Work task — Go through the lines below and transcribe each one exactly.

Information supplied —
PR #10380, opened 2026-07-02
Fix PHP 8.5 null array offset deprecation in EloquentCollectionSynth::hydrate()

### LINKED ISSUE #10379: PHP 8.5 deprecation: `EloquentCollectionSynth::hydrate()` passes `null` to `Relation::getMorphedModel()`
### Livewire version

v4.3.3

### Laravel version

v13.18.0

### PHP version

8.5.7

Chrome on Linux and Windows

### Overview

After upgrading to PHP 8.5, Livewire triggers a deprecation warning on every subsequent request (update cycle) for components that hold an Eloquent Collection property:

```
ErrorException: Using null as an array offset is deprecated, use an empty string instead
in vendor/laravel/framework/src/Illuminate/Database/Eloquent/Relations/Relation.php:511
```

The issue seems to come from `EloquentCollectionSynth::hydrate()` (line 66). When an Eloquent Collection is dehydrated with an empty collection (`getQueueableClass()` returns `null`), `$meta['modelClass']` is stored as `null`. During hydration, this `null` value is passed directly to `Relation::getMorphedModel($modelClass)`, which uses it as an array key (`static::$morphMap[$alias]`). In PHP 8.5, using `null` as an array offset is deprecated.

### Steps to reproduce:

1. Set up a new Laravel 13 / Livewire 4 app using PHP 8.5
2. Create the component described below and mount it
3. Navigate in your browser to the route where you mounted the component
4. Click the "Refresh" button to trigger a Livewire roundtrip
5. Observe the deprecation warning in logs

### Suggested fix

In `src/Features/SupportModels/EloquentCollectionSynth.php`, line 66:

```php
// Before:
$modelAlias = Relation::getMorphedModel($modelClass);

// After:
$modelAlias = $modelClass ? Relation::getMorphedModel($modelClass) : null;
```

This matches the guard already present in the `dehydrate()` method (line 34: `if ($modelClass) { ... }`).

```php
<?php

use App\Models\User;
use Livewire\Component;

class UserList extends Component
{
    public Collection $users;

    public function mount(): void
    {
        $this->users = new Collection();
    }

    public function refresh(): void
    {
        $this->users = User::all();
    }

    public function render()
    {
        return <<<'BLADE'
        <div>
            <button wire:click="refresh()">Refresh</button>
            @foreach($users as $user)
                <p>{{ $user->name }}</p>
            @endforeach
        </div>
        BLADE;
    }
}
```

_No response_

Following the steps to reproduce mentioned above should not lead to a deprecation warning in the log.

JulianGlueck:

This fixes a PHP 8.5 deprecation warning. No discussion needed as it's a clear bug fix.

Yes, the branch is named `fix/php85-null-array-offset-eloquent-collection-synth`

No

Yes

**Fixes #10379** 

## Problem

PHP 8.5 deprecated using `null` as an array offset.

In `EloquentCollectionSynth::hydrate()`, when an empty Eloquent Collection is dehydrated, `$meta['modelClass']` is stored as `null` (because `getQueueableClass()` returns `null` for empty collections). During hydration, this `null` is passed to `Relation::getMorphedModel($modelClass)`, which uses it as an array key (`static::$morphMap[$alias]`), triggering the deprecation.

## Fix

Guard against `null` before calling `getMorphedModel()`, matching the guard already present in `dehydrate()` (line 34).

### DIFF
--- a/src/Features/SupportModels/EloquentCollectionSynth.php
+++ b/src/Features/SupportModels/EloquentCollectionSynth.php
@@ -63,7 +63,7 @@ class EloquentCollectionSynth extends Synth {
         $modelClass = $meta['modelClass'];
 
         // If no alias found, this returns `null`
-        $modelAlias = Relation::getMorphedModel($modelClass);
+        $modelAlias = $modelClass ? Relation::getMorphedModel($modelClass) : null;
 
         if (! is_null($modelAlias)) {
             $modelClass = $modelAlias;
--- a/src/Features/SupportModels/UnitTest.php
+++ b/src/Features/SupportModels/UnitTest.php
@@ -325,25 +325,32 @@ class UnitTest extends \Tests\TestCase
         $this->assertCount(1, array_values($articleQueries));
     }
 
-    public function test_eloquent_collection_synth_handles_null_model_class_without_deprecation()
+    public function test_hydrating_an_empty_eloquent_collection_does_not_trigger_deprecations()
     {
-        $component = Livewire::test(ArticleComponent::class);
+        $component = Livewire::test(new class extends \Livewire\Component {
+            public Collection $articles;
 
-        $synth = new EloquentCollectionSynth(
-            new \Livewire\Mechanisms\HandleComponents\ComponentContext($component->instance()),
-            'articles'
-        );
+            public function mount() {
+                $this->articles = new Collection();
+            }
 
-        $meta = [
-            'class' => Collection::class,
-            'modelClass' => null,
-            'keys' => [],
-        ];
+            public function render() { return <<<'HTML'
+                <div>count: {{ count($articles) }}</div>
+            HTML; }
+        });
 
-        // Should not trigger "Using null as an array offset" deprecation
-        $result = $synth->hydrate(null, $meta, fn ($v) => $v);
+        // An empty collection dehydrates with `modelClass` as `null`. Convert
+        // deprecations to exceptions so the test fails if hydrating passes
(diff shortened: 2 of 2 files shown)


joshhanley (approved):
@JulianGlueck thanks for the PR!  Thanks for the fix, all looks good to me.

Looking at the `getMorphedModel()` method, this is a pattern used everywhere in Laravel and Livewire. What a dumb thing to deprecate 🤦‍♂️

```php
public static function getMorphedModel($alias)
{
    return static::$morphMap[$alias] ?? null;
}
```

calebporzio:
Thanks @JulianGlueck — the fix itself is exactly right, and `hydrate()` is the correct place for it since existing snapshots in the wild already carry `modelClass: null` (I also checked `ModelSynth` and the legacy `EloquentModelSynth` — they only ever receive string classes in real flows, so this single guard covers it).

One issue with the test though: it passed even without the fix. Laravel's error handler routes deprecations to the log and our phpunit config doesn't fail on them, so on the PHP 8.5 CI matrix it was green on current main too. I pushed a commit to your branch swapping it for a round-trip test that renders a component with an empty collection (which dehydrates with `modelClass: null`) and converts deprecations to exceptions during `$refresh` — same pattern we use in `SupportMultipleRootElementDetection`. That version will actually fail on PHP 8.5 without your guard.

JulianGlueck:
Thanks & good catch, @calebporzio, I missed that 😅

Written solution —
PR #10380, opened 2026-07-02
Fix PHP 8.5 null array offset deprecation in EloquentCollectionSynth::hydrate()

### LINKED ISSUE #10379: PHP 8.5 deprecation: `EloquentCollectionSynth::hydrate()` passes `null` to `Relation::getMorphedModel()`
### Livewire version

v4.3.3

### Laravel version

v13.18.0

### PHP version

8.5.7

Chrome on Linux and Windows

### Overview

After upgrading to PHP 8.5, Livewire triggers a deprecation warning on every subsequent request (update cycle) for components that hold an Eloquent Collection property:

```
ErrorException: Using null as an array offset is deprecated, use an empty string instead
in vendor/laravel/framework/src/Illuminate/Database/Eloquent/Relations/Relation.php:511
```

The issue seems to come from `EloquentCollectionSynth::hydrate()` (line 66). When an Eloquent Collection is dehydrated with an empty collection (`getQueueableClass()` returns `null`), `$meta['modelClass']` is stored as `null`. During hydration, this `null` value is passed directly to `Relation::getMorphedModel($modelClass)`, which uses it as an array key (`static::$morphMap[$alias]`). In PHP 8.5, using `null` as an array offset is deprecated.

### Steps to reproduce:

1. Set up a new Laravel 13 / Livewire 4 app using PHP 8.5
2. Create the component described below and mount it
3. Navigate in your browser to the route where you mounted the component
4. Click the "Refresh" button to trigger a Livewire roundtrip
5. Observe the deprecation warning in logs

### Suggested fix

In `src/Features/SupportModels/EloquentCollectionSynth.php`, line 66:

```php
// Before:
$modelAlias = Relation::getMorphedModel($modelClass);

// After:
$modelAlias = $modelClass ? Relation::getMorphedModel($modelClass) : null;
```

This matches the guard already present in the `dehydrate()` method (line 34: `if ($modelClass) { ... }`).

```php
<?php

use App\Models\User;
use Livewire\Component;

class UserList extends Component
{
    public Collection $users;

    public function mount(): void
    {
        $this->users = new Collection();
    }

    public function refresh(): void
    {
        $this->users = User::all();
    }

    public function render()
    {
        return <<<'BLADE'
        <div>
            <button wire:click="refresh()">Refresh</button>
            @foreach($users as $user)
                <p>{{ $user->name }}</p>
            @endforeach
        </div>
        BLADE;
    }
}
```

_No response_

Following the steps to reproduce mentioned above should not lead to a deprecation warning in the log.

JulianGlueck:

This fixes a PHP 8.5 deprecation warning. No discussion needed as it's a clear bug fix.

Yes, the branch is named `fix/php85-null-array-offset-eloquent-collection-synth`

No

Yes

**Fixes #10379** 

## Problem

PHP 8.5 deprecated using `null` as an array offset.

In `EloquentCollectionSynth::hydrate()`, when an empty Eloquent Collection is dehydrated, `$meta['modelClass']` is stored as `null` (because `getQueueableClass()` returns `null` for empty collections). During hydration, this `null` is passed to `Relation::getMorphedModel($modelClass)`, which uses it as an array key (`static::$morphMap[$alias]`), triggering the deprecation.

## Fix

Guard against `null` before calling `getMorphedModel()`, matching the guard already present in `dehydrate()` (line 34).

### DIFF
--- a/src/Features/SupportModels/EloquentCollectionSynth.php
+++ b/src/Features/SupportModels/EloquentCollectionSynth.php
@@ -63,7 +63,7 @@ class EloquentCollectionSynth extends Synth {
         $modelClass = $meta['modelClass'];
 
         // If no alias found, this returns `null`
-        $modelAlias = Relation::getMorphedModel($modelClass);
+        $modelAlias = $modelClass ? Relation::getMorphedModel($modelClass) : null;
 
         if (! is_null($modelAlias)) {
             $modelClass = $modelAlias;
--- a/src/Features/SupportModels/UnitTest.php
+++ b/src/Features/SupportModels/UnitTest.php
@@ -325,25 +325,32 @@ class UnitTest extends \Tests\TestCase
         $this->assertCount(1, array_values($articleQueries));
     }
 
-    public function test_eloquent_collection_synth_handles_null_model_class_without_deprecation()
+    public function test_hydrating_an_empty_eloquent_collection_does_not_trigger_deprecations()
     {
-        $component = Livewire::test(ArticleComponent::class);
+        $component = Livewire::test(new class extends \Livewire\Component {
+            public Collection $articles;
 
-        $synth = new EloquentCollectionSynth(
-            new \Livewire\Mechanisms\HandleComponents\ComponentContext($component->instance()),
-            'articles'
-        );
+            public function mount() {
+                $this->articles = new Collection();
+            }
 
-        $meta = [
-            'class' => Collection::class,
-            'modelClass' => null,
-            'keys' => [],
-        ];
+            public function render() { return <<<'HTML'
+                <div>count: {{ count($articles) }}</div>
+            HTML; }
+        });
 
-        // Should not trigger "Using null as an array offset" deprecation
-        $result = $synth->hydrate(null, $meta, fn ($v) => $v);
+        // An empty collection dehydrates with `modelClass` as `null`. Convert
+        // deprecations to exceptions so the test fails if hydrating passes
(diff shortened: 2 of 2 files shown)


joshhanley (approved):
@JulianGlueck thanks for the PR!  Thanks for the fix, all looks good to me.

Looking at the `getMorphedModel()` method, this is a pattern used everywhere in Laravel and Livewire. What a dumb thing to deprecate 🤦‍♂️

```php
public static function getMorphedModel($alias)
{
    return static::$morphMap[$alias] ?? null;
}
```

calebporzio:
Thanks @JulianGlueck — the fix itself is exactly right, and `hydrate()` is the correct place for it since existing snapshots in the wild already carry `modelClass: null` (I also checked `ModelSynth` and the legacy `EloquentModelSynth` — they only ever receive string classes in real flows, so this single guard covers it).

One issue with the test though: it passed even without the fix. Laravel's error handler routes deprecations to the log and our phpunit config doesn't fail on them, so on the PHP 8.5 CI matrix it was green on current main too. I pushed a commit to your branch swapping it for a round-trip test that renders a component with an empty collection (which dehydrates with `modelClass: null`) and converts deprecations to exceptions during `$refresh` — same pattern we use in `SupportMultipleRootElementDetection`. That version will actually fail on PHP 8.5 without your guard.

JulianGlueck:
Thanks & good catch, @calebporzio, I missed that 😅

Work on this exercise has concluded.